[Opening Record extracts section]

PR #3220, opened 2025-10-09
[eas-cli] [eas-json] support custom environment variable environments

kadikraman:
# Why

Resolves ENG-16068

We currently only support three enum environments: `development`, `preview` and `production`. We're extending this to allow for custom environment names.

# How

- Removed the `isEnvironment` check.
- Update the `eas.json` schema (also in www, website, turtle and here https://github.com/expo/eas-build/pull/616)
- Fetch current environments from the api when prompted

# Test Plan

- Updated unit tests
- Verified commands

### Create

```sh
# should have prompt
eas env:create

# create env var on development env
eas env:create --environment development --name "EXPO_PUBLIC_TEST" --value "value" --visibility plaintext --force --non-interactive --scope project

# create env var on development env (environment as implicit first arg)
eas env:create development --name "EXPO_PUBLIC_TEST" --value "value" --visibility plaintext --force --non-interactive --scope project

# create env var on custom env
eas env:create --environment custom --name "EXPO_PUBLIC_TEST" --value "value" --visibility plaintext --force --non-interactive --scope project

# create env var on custom env (environment as implicit first arg)
eas env:create custom --name "EXPO_PUBLIC_TEST" --value "value" --visibility plaintext --force --non-interactive --scope project
```

### List

```sh
eas env:list custom
eas env:list --environment custom
```

### Delete

```sh
eas env:delete --variable-environment custom --variable-name EXPO_PUBLIC_TEST
```

### Pull
```sh
eas env:pull custom
eas env:pull --environment custom
```

### Push
```sh
eas env:push another-custom
eas env:push --environment another-custom
```

### Update
```sh
eas env:update
```

### Get
```sh
eas env:get custom --variable-name EXPO_PUBLIC_TEST
```

### Exec
```sh
eas env:exec custom 'echo $EXPO_PUBLIC_TEST'
```

| Create      | List |
| ----------- | ----------- |
| Screenshot 2025-10-10 at 20 05 11      | Screenshot 2025-10-10 at 20 06 05       |

### Example permission error

Reading and deleting custom variables with custom envs will work, create and edit will show this error.

Screenshot 2025-10-10 at 20 10 27


packages/eas-cli/src/utils/prompts.ts
```diff
@@ -1,10 +1,33 @@
...
+): Promise<string[]> {
+  try {
+    const environments = await EnvironmentVariablesQuery.environmentVariableEnvironmentsAsync(
+      graphqlClient,
+      projectId
+    );
+    return environments;
+  } catch {
+    Log.warn('Failed to fetch custom environments from API, falling back to default environments.');
+    return [];
```
sjchmiela: This feels somewhat unexpected / wrong to me. Shouldn't we throw an error?

packages/eas-cli/src/utils/prompts.ts
```diff
@@ -74,49 +115,93 @@ export async function promptVariableVisibilityAsync(
...
 
 export async function promptVariableEnvironmentAsync({
   nonInteractive,
   selectedEnvironments,
   multiple = false,
-  availableEnvironments,
-}: EnvironmentPromptArgs & { multiple?: boolean }): Promise<
-  EnvironmentVariableEnvironment[] | EnvironmentVariableEnvironment
-> {
+  canEnterCustomEnvironment = false,
```
sjchmiela, line 133: When is it false and when is it true and why?

kadikraman: It's true for `create` and `edit`. For other commands it doesn't make sense e.g if you're `view`ing your env vars you're already getting shown a list on all envs on your account (plus the default envs) to pick from, so it makes no sense to free text a custom env to pull from - it would always be empty.

sjchmiela: Ah ok so `env:list` is interactive and may ask the user for an environment they want to list the variables from in which case it doesn't make sense to allow freeform input. Sorry for misunderstanding!

kadikraman: No, `env:list` isn't a command, I shouldn't have used code braces there. We have:
```
create - can set environment
delete
exec
get
list
pull
push - can set environment
update - can set environment
```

[Closing Record extracts section]

- [Task brief]: All lines of the entries containing the string "doesn" must be shown in full.

- [Answer to the problem]:
kadikraman: It's true for `create` and `edit`. For other commands it doesn't make sense e.g if you're `view`ing your env vars you're already getting shown a list on all envs on your account (plus the default envs) to pick from, so it makes no sense to free text a custom env to pull from - it would always be empty.
sjchmiela: Ah ok so `env:list` is interactive and may ask the user for an environment they want to list the variables from in which case it doesn't make sense to allow freeform input. Sorry for misunderstanding!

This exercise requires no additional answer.